“Parece que as ilusões sobre o milagre da dívida e da consolidação dos últimos anos poderão estar a chegar ao fim”, adverte o anterior chefe do executivo português num texto de 40 páginas inserido no livro “Portugal – Alemanha Convergência e Divergências”, a que a Lusa teve acesso, e que estará em breve nas livrarias.
Pedro Passos Coelho contesta também a ideia “que vem sendo propalada” em Portugal de que a dívida europeia não terá custos para os países periféricos, considerando-a “manifestamente enganadora”.
Apesar de dissertar maioritariamente sobre as políticas europeias, o antigo primeiro-ministro deixa vários recados para Portugal, criticando sobretudo os impostos elevados que considera ser o sustentáculo da consolidação orçamental.
“A carga fiscal indireta elevada que ajuda à ilusão de ter ‘contas certas’ sem políticas restritivas acaba por ser um travão à recuperação quando as crises batem à porta” e “ainda mais em ambientes recessivos”, adverte.

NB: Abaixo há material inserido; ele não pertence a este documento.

PR #8593, opened 2022-10-31
Re-add `nth-check` Yarn Resolution for CVE-2021-3803

bnussman-akamai:
## Description 📝

- Re-adds a resolution for `nth-check` for CVE-2021-3803
- I removed this in #8587 unintentionally, my fault!

## How to test 🧪

- Rerun `yarn dev` and check Cloud Manager in general

### DIFF
--- a/package.json
+++ b/package.json
@@ -61,7 +61,8 @@
     "browserslist": "^4.16.5",
     "trim-newlines": "^4.0.2",
     "hosted-git-info": "^5.0.0",
-    "minimatch": "^3.0.5"
+    "minimatch": "^3.0.5",
+    "nth-check": "^2.0.1"
   },
   "workspaces": {
     "packages": [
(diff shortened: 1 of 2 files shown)


mjac0bs (approved):
Didn't see any errors running `yarn dev` and found no unexpected issues when clicking  around in Cloud Manager. 👍 

(Is there a way we could have caught the removal of `nth-check` in the previous PR, other than noticing and pointing out the [line](https://github.com/linode/manager/pull/8587/files#diff-7ae45ad102eab3b6d7e7896acd08c427a9b25b346470d7bc6507b6481575d519L62) of code?)

jdamore-linode:
@mjac0bs Not sure what brought it to Banks's attention, but it looks like Dependabot did notice the change and [created an alert](https://github.com/linode/manager/security/dependabot/3) (though I'm not sure if we get any kind of notification beyond that)

PR #8605, opened 2022-11-08
`develop` ⬅️ `feature/mui-v5`

bnussman-akamai:
## Description 📝

- Updates Material UI from v4.x.x to v5.x.x

> **Note**: Many of the changes in this PR automatically updated by MUI's `codemod`

## How to test 🧪

- Test all aspects of Cloud Manager
  - The goal of testing in this case is to make sure that the UI in this PR is indistinguishable from `develop` following this massive upgade


jdamore-linode (commented):
Nice work, Banks!! I still have to do manual testing and comb through the code, but I'm really impressed so far.

I ran Cypress and there were a few failures, but only one was actually an issue -- I'll open a PR with fixes soon.

jdamore-linode:
Only issue I've found so far is the "Open a Support Ticket" dialog's description field is super tall now, which led to an E2E test failure because the submit button is no longer on-screen:

Screen Shot 2022-11-10 at 12 16 43 PM

jdamore-linode:
Only other question so far -- are the toasts supposed to have changed?

Screen Shot 2022-11-10 at 1 05 34 PM

bnussman:
@jdamore-linode Good catch. I'll make a PR to fix both of those issues.

dwiley-akamai (commented):
I combed through as many places of the app I could think of and noticed a few general differences compared to prod and some specific issues we'll need to address.

**General differences**:
- The spacing between field names and fields is greater compared to prod. Looking at modals and drawers especially here. I don't think this is an issue per se, but something to note.
- The spacing between headers and paragraphs is decreased in some places compared to prod. An example is Managed --> SSH Access --> the Linode Public Key section.

**Specific Issues**:
- Field text color in the Volume Configuration drawer is grayed out
- Increased left padding of entity labels in breadcrumbs
- "X" button in tags is misaligned
Screen Shot 2022-11-15 at 11 40 33 AM
- Dividers in Longview Clients line w/ links and API Key
Screen Shot 2022-11-15 at 12 37 59 PM
- Support page in dark mode — tile titles disappear on hover
Screen Shot 2022-11-15 at 12 51 13 PM

CodyFinn-Akamai (approved):
A massive undertaking! Nice job!

PR #8610, opened 2022-11-11
M3-5197: React Query for Volumes - Misc Final Changes

bnussman-akamai:
## Description 📝

- Wraps up React Query for Volumes
- Remove Volumes from Redux
- Makes final changes needed throughout app for Volumes to come from React Query 

## How to test 🧪

- Test all Volume related features in Cloud Manager


mjac0bs (approved):
I went through and tested all the volume actions (rename, tag, resize, clone, attach, detach, create, delete) on both the volumes landing and linode details page. All the still functionality seemed to be working as expected in the UI! 

Also ran the e2e tests for volumes. Other than the known issue with volume detachment tests failing (haven't followed the status on that), I had a couple of cypress timeouts and tests otherwise passed.

packages/manager/src/store/volume/volume.selector.ts
```diff
@@ -1,9 +1,4 @@
...
 
-export const getVolumesForLinode = (
-  itemsById: Record<string, Volume>,
-  linodeId: number
-) =>
-  Object.values(itemsById).filter(
-    ({ linode_id }) => linode_id && linode_id === linodeId
-  );
+export const getVolumesForLinode = (volumes: Volume[], linodeId: number) =>
+  volumes.filter(({ linode_id }) => linode_id && linode_id === linodeId);
```
dwiley-akamai, line 4: Since volumes are moved to RQ now, I think it'd be good to move this function to somewhere in `src/features/Volumes` (maybe a new volumes utility file in there if there's no place that currently makes sense for it) and delete this file since it's in the store with Redux stuff.

packages/manager/src/utilities/getEntityByIDFromStore.test.ts
```diff
@@ -41,7 +32,7 @@ describe('getEntityByIDFromStore utility function', () => {
   });
 
   it('should work as a curried function', () => {
-    const getVolume = getEntityByIDFromStore('volume');
-    expect(getVolume(volume.id)).toEqual(volume);
+    const getVolume = getEntityByIDFromStore('linode');
```
dwiley-akamai, line 35: this should be `getLinode` now, right?

packages/manager/src/features/linodes/MigrateLanding/MigrateLinode.tsx
```diff
@@ -226,7 +226,7 @@ const MigrateLanding: React.FC<CombinedProps> = (props) => {
         notifications={notifications}
       /> */}
       <CautionNotice
-        linodeVolumes={linode._volumes}
+        linodeId={linodeID}
```
dwiley-akamai, line 229: When you open the Migrate modal, there's a delay of up to a few seconds before the volumes get listed out in the notice. From what I can see this is still an improvement in some cases over current prod behavior, where if the volumes for the given Linode haven't been requested yet, no volumes get listed out.

If we pulled the new volumes logic from `CautionNotice` and got that data in this component instead, and then passed the array of volumes down as a prop, I think it would fix the delay and still avoid the current prod issue. What do you think about that change?

packages/manager/src/features/Volumes/VolumesLanding.tsx
```diff
@@ -293,14 +293,7 @@ export const VolumesLanding: React.FC<CombinedProps> = (props) => {
...
             </TableSortCell>
-            <TableSortCell
-              active={orderBy === 'region'}
-              direction={order}
-              label="region"
-              handleClick={handleOrderChange}
-            >
-              Region
-            </TableSortCell>
+            <TableCell>Region</TableCell>
```
dwiley-akamai, line 296: It's not possible for us to retain the ability to sort by Region?

dwiley-akamai (commented):
There is more code I need to comb through, but it's looking good so far. Left a few comments/questions about a few points

packages/manager/src/features/linodes/MigrateLanding/MigrateLinode.tsx
bnussman-akamai: I think that approach would generally be fine, but I don't want the data to be fetched unless the `<MigrateLinode />` is mounted and I don't want to have to deal with conditionally enabling the query when the modal is open. I also like keeping the queries as close to the use of the data as possible. 

This is a tradeoff between okay UX and great DX as compared to great UX and ok DX if that makes any sense.

packages/manager/src/features/Volumes/VolumesLanding.tsx
bnussman-akamai: Because this data is now paginated and ordered by the API, it's not possible because the API errors when you try to order by `region`. We can ask the API to support this.

packages/manager/src/features/linodes/LinodesDetail/LinodeRescue/RescueDialog.tsx
```diff
@@ -159,7 +151,11 @@ const LinodeRescue: React.FC<CombinedProps> = (props) => {
 
   const devices = {
     disks: linodeDisks ?? [],
-    volumes: filteredVolumes ?? [],
+    volumes:
+      filteredVolumes.map((volume) => ({
+        ...volume,
+        _id: String(volume.id),
+      })) ?? [],
```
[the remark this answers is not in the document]
bnussman-akamai: Good catch. I have no idea what I was thinking when I made this change. Fixed 29095e8

dwiley-akamai (approved):
I think this should be good to go now 👍

PR #8612, opened 2022-11-15
Fix MUI v5 UI Issues

bnussman-akamai:
## Description 📝

- Fixes UI issues pointed out by @DevDW 

## How to test 🧪

- Verify that UI issues from https://github.com/linode/manager/pull/8605#pullrequestreview-1181362210 are resolved

### DIFF
--- a/packages/manager/src/features/Longview/shared/InstallationInstructions.tsx
+++ b/packages/manager/src/features/Longview/shared/InstallationInstructions.tsx
@@ -29,8 +29,8 @@ const useStyles = makeStyles((theme: Theme) => ({
         '&:before': {
           content: "'|'",
           position: 'absolute',
-          top: `calc(${theme.spacing(1)} - 3)`,
-          left: -theme.spacing(1) + 2,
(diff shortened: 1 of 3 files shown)


dwiley-akamai (commented):
I think this is still a WIP since there are some pieces from the last bit of feedback that still need addressing, but it's looking good so far.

O ex-líder do PSD considera que “os esforços de redução orçamental em países como Portugal continuaram a depender sobretudo do sacrifício do investimento e na concentração da ‘austeridade’ orçamental em torno de uma carga fiscal crescentemente elevada, centrada na tributação indireta”.
“Como o tempo dos juros baixos está a ficar ultrapassado com o ressurgimento da inflação, a política monetária não só não ajudará a pagar os custos de financiamento daqui para a frente, como constituirá uma fonte de pressão para que os governos também imponham políticas mais restritivas para ajudar ao controlo da inflação”, alerta.
O ex-chefe do executivo PSD-CDS insiste que “toda a dívida tem de ser paga, e esta dívida contraída nos mercados internacionais pela Comissão Europeia deverá contar com recursos próprios, que virão dos bolsos dos contribuintes de toda a União, para ser amortizada”.
“Se, por qualquer razão (relacionada por exemplo com a dificuldade de os governos virem a aceitar esses recursos próprios tal como desenhados pela Comissão Europeia, ou dificuldade simplesmente de os parlamentos nacionais os virem a ratificar) esses custos tiverem de recair diretamente sobre os meios a serem garantidos pelos Estados, então ficará claro que, independentemente de serem contribuintes ou beneficiários líquidos dos fundos europeus, serão os países a diretamente a suportar os custos do financiamento, e verificar-se-á mais uma vez a máxima económica de que ‘não há almoços grátis'”, sublinha.
Passos volta então a deixar mais um recado para o executivo português: “No caso de Portugal e dos portugueses, portanto, esses fundos serão tudo menos oferecidos (já que sempre serão pagos, direta ou indiretamente) e a ilusão de que, sendo da União, ninguém tem de os pagar ou de que serão os contribuintes dos países excedentários a suportar em exclusivo esse financiamento é tudo menos realista”.
Recordando o período da pandemia em que “foram os Estados mais endividados aqueles que menos despenderam” em medidas de apoio aos setores afetados pela crise”, o ex-primeiro-ministro indica que Portugal esteve “entre os mais condicionados no conjunto da União Monetária”.
“Apesar da retórica mais despreocupada a propósito da dívida durante alguns anos, a verdade é que a memória dos tempos da crise do euro acabou por trazer algum travão na utilização de recursos públicos no apoio à recuperação económica”, escreve.
Passos Coelho aborda também o passado para refutar a ideia de que a austeridade foi desnecessária.
“A ideia de que a crise trouxe uma ‘austeridade’ desnecessária e desumana por imposição dos credores e por falta de determinação dos devedores é outra caricatura demasiado irrealista (tanto no que respeita aos credores propriamente ditos, como relativamente a qualquer dos governos em Portugal — tanto o governo socialista que negociou o pedido de ajuda, quanto o governo que chefiei e que ajustou o memorando recebido e negociado anteriormente”, argumenta.
Quanto à posição da Alemanha nesse período, o ex-líder do executivo português escreve: “Um aliado interessado em ajudar-nos a ultrapassar as dificuldades e a vencer a crise”.
No final do texto e depois de prever o fim das ilusões do “milagre da dívida”, mostra-se expectante quanto a uma inversão de políticas ao nível europeu.
“Veremos em breve se estamos perto de um virar de página no projeto europeu, ou se simplesmente viveremos com o fim das ilusões e prosseguiremos o equilíbrio instável em que nos temos habituado a viver”, conclui.